Extracted data START
PR #1848, opened 2017-11-03
Allow passing a reference composite to a context menu

apodhrad:


plugins/org.eclipse.reddeer.swt/src/org/eclipse/reddeer/swt/api/Control.java
```diff
@@ -10,13 +10,15 @@
...
+import org.eclipse.reddeer.core.reference.ReferencedComposite;
+
 /**
  * API for control manipulation
  * @author rawagner
  *
  * @param <T> extends swt Control
  */
-public interface Control<T extends org.eclipse.swt.widgets.Control> extends Widget<T> {
+public interface Control<T extends org.eclipse.swt.widgets.Control> extends Widget<T>, ReferencedComposite {
```
rawagner: Not every Control is not a ReferencedComposite. You can just add constructor to Menu which takes ReferencedComposite.

apodhrad: No, I cannot. Assume the following example
```
new ContextMenu(new DefaultShelll("..."));
```
where the shell is Control and also ReferenceComposite

apodhrad: @rawagner why Control cannot be a reference composite?

apodhrad: Me and @rawagner agreed on adding a method
```
getContextMenu();
```
do editors and controls.

apodhrad:
Rejected

PR #1842, opened 2017-11-03
Add a support for finding a widget according to id

apodhrad:
This was raised on EclipseCon 2017


apodhrad:
Added tests for the most common widgets. Note that it makes no sense to use ID in table/tree items since these widgets are usually constructed during the runtime.

apodhrad:
This PR is ready for review

PR #1850, opened 2017-11-06
Implement getContextMenu in editors

apodhrad:


plugins/org.eclipse.reddeer.workbench/src/org/eclipse/reddeer/workbench/api/Editor.java
```diff
@@ -13,90 +13,112 @@
...
+	 * @return Editor file associated to the editor
+	 */
+	EditorFile getAssociatedFile();
+
+	/**
+	 * Returns a context menu associated to the editor.
+	 * 
+	 * @return Context menu associated to the editor
+	 */
+	Menu getContextMenu();
```
rawagner: we should add this to WorkbenchPart (and make it work with views too)

apodhrad: This can be implemented later without breaking existing API, see #1854

apodhrad: @rawagner so this PR can be merged ;-)

PR #1861, opened 2017-11-29
Fixes regex matcher failures during finding widgets (fixes #1841)

### LINKED ISSUE #1841: Widget lookup with regexp matchers fails to find widgets containing string with special regexp characters
1. Create server adapter with name "CDK 3.2+" (regular name)
2. Try to get the server item in test via ServersView.getServer("CDK 3.2+")
"+" character is the problem here. But I believe that even the dot could cause some troubles. All such characters should be prefixed with "\\" in regexp.

jkopriva:


genie-reddeer:

odockal:
testPR

rawagner:
testPR

odockal:
@rawagner Strange that prcheck job was triggered after your comment, not mine...

jkopriva:
@rawagner thx for merging :)

rawagner:
sure, thx for the fix! :)

PR #1872, opened 2017-12-07
RedDeer 2.0.1 release

rawagner:


tests/org.eclipse.reddeer.workbench.test/META-INF/MANIFEST.MF
```diff
@@ -3,7 +3,7 @@ Bundle-ManifestVersion: 2
 Bundle-Name: RedDeer Workbench Tests
 Bundle-Vendor: Eclipse.org - RedDeer
 Bundle-SymbolicName: org.eclipse.reddeer.workbench.test;singleton:=true
-Bundle-Version: 2.0.1.qualifier
+Bundle-Version: 2.0.1.Final
```
apodhrad: Are you sure we are able to change this?

apodhrad: ah... we did this in each release release, so it should be ok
Extracted data END
:: Required work ::
All lines of the data above must be repeated exactly.

:: Expected answer ::
PR #1848, opened 2017-11-03
Allow passing a reference composite to a context menu

apodhrad:


plugins/org.eclipse.reddeer.swt/src/org/eclipse/reddeer/swt/api/Control.java
```diff
@@ -10,13 +10,15 @@
...
+import org.eclipse.reddeer.core.reference.ReferencedComposite;
+
 /**
  * API for control manipulation
  * @author rawagner
  *
  * @param <T> extends swt Control
  */
-public interface Control<T extends org.eclipse.swt.widgets.Control> extends Widget<T> {
+public interface Control<T extends org.eclipse.swt.widgets.Control> extends Widget<T>, ReferencedComposite {
```
rawagner: Not every Control is not a ReferencedComposite. You can just add constructor to Menu which takes ReferencedComposite.

apodhrad: No, I cannot. Assume the following example
```
new ContextMenu(new DefaultShelll("..."));
```
where the shell is Control and also ReferenceComposite

apodhrad: @rawagner why Control cannot be a reference composite?

apodhrad: Me and @rawagner agreed on adding a method
```
getContextMenu();
```
do editors and controls.

apodhrad:
Rejected

PR #1842, opened 2017-11-03
Add a support for finding a widget according to id

apodhrad:
This was raised on EclipseCon 2017


apodhrad:
Added tests for the most common widgets. Note that it makes no sense to use ID in table/tree items since these widgets are usually constructed during the runtime.

apodhrad:
This PR is ready for review

PR #1850, opened 2017-11-06
Implement getContextMenu in editors

apodhrad:


plugins/org.eclipse.reddeer.workbench/src/org/eclipse/reddeer/workbench/api/Editor.java
```diff
@@ -13,90 +13,112 @@
...
+	 * @return Editor file associated to the editor
+	 */
+	EditorFile getAssociatedFile();
+
+	/**
+	 * Returns a context menu associated to the editor.
+	 * 
+	 * @return Context menu associated to the editor
+	 */
+	Menu getContextMenu();
```
rawagner: we should add this to WorkbenchPart (and make it work with views too)

apodhrad: This can be implemented later without breaking existing API, see #1854

apodhrad: @rawagner so this PR can be merged ;-)

PR #1861, opened 2017-11-29
Fixes regex matcher failures during finding widgets (fixes #1841)

### LINKED ISSUE #1841: Widget lookup with regexp matchers fails to find widgets containing string with special regexp characters
1. Create server adapter with name "CDK 3.2+" (regular name)
2. Try to get the server item in test via ServersView.getServer("CDK 3.2+")
"+" character is the problem here. But I believe that even the dot could cause some troubles. All such characters should be prefixed with "\\" in regexp.

jkopriva:


genie-reddeer:

odockal:
testPR

rawagner:
testPR

odockal:
@rawagner Strange that prcheck job was triggered after your comment, not mine...

jkopriva:
@rawagner thx for merging :)

rawagner:
sure, thx for the fix! :)

PR #1872, opened 2017-12-07
RedDeer 2.0.1 release

rawagner:


tests/org.eclipse.reddeer.workbench.test/META-INF/MANIFEST.MF
```diff
@@ -3,7 +3,7 @@ Bundle-ManifestVersion: 2
 Bundle-Name: RedDeer Workbench Tests
 Bundle-Vendor: Eclipse.org - RedDeer
 Bundle-SymbolicName: org.eclipse.reddeer.workbench.test;singleton:=true
-Bundle-Version: 2.0.1.qualifier
+Bundle-Version: 2.0.1.Final
```
apodhrad: Are you sure we are able to change this?

apodhrad: ah... we did this in each release release, so it should be ok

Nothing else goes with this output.